→ AVAILABLE DATA:
PR #17371, opened 2019-02-04
Removed ruleset - Hobocomp.com.xml

RemakingEden:
nxdomain


pipboy96:
Domain resolves but IP is dead. Should be ok to remove though.

PR #17374, opened 2019-02-04
Removed ruleset - T3Blog.com.xml

RemakingEden:
nxdomain


RemakingEden:
Can anyone who originally saw this domain confirm if this is the same blog? https://t3-blog.com/ 

If it is i will change the ruleset rather than deleting.

pipboy96:
domain still resolves but broken.

pipboy96:
@RemakingEden 
They are not.
https://web.archive.org/web/20170720051946/https://www.t3blog.com/

RemakingEden:
> domain still resolves but broken.

What do we do in this case? Do we usually remove or is there other things we check for? 

Thanks for clarifying the difference between all of these, it's good to know.

pipboy96:
@RemakingEden We may delete.

J0WI:
Thanks!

→ INSTRUCTIONS FOR THE TASK: Going through the entries above, count the lines that include "still" and state only the result.

→ ANSWER FOR THIS EXERCISE: 2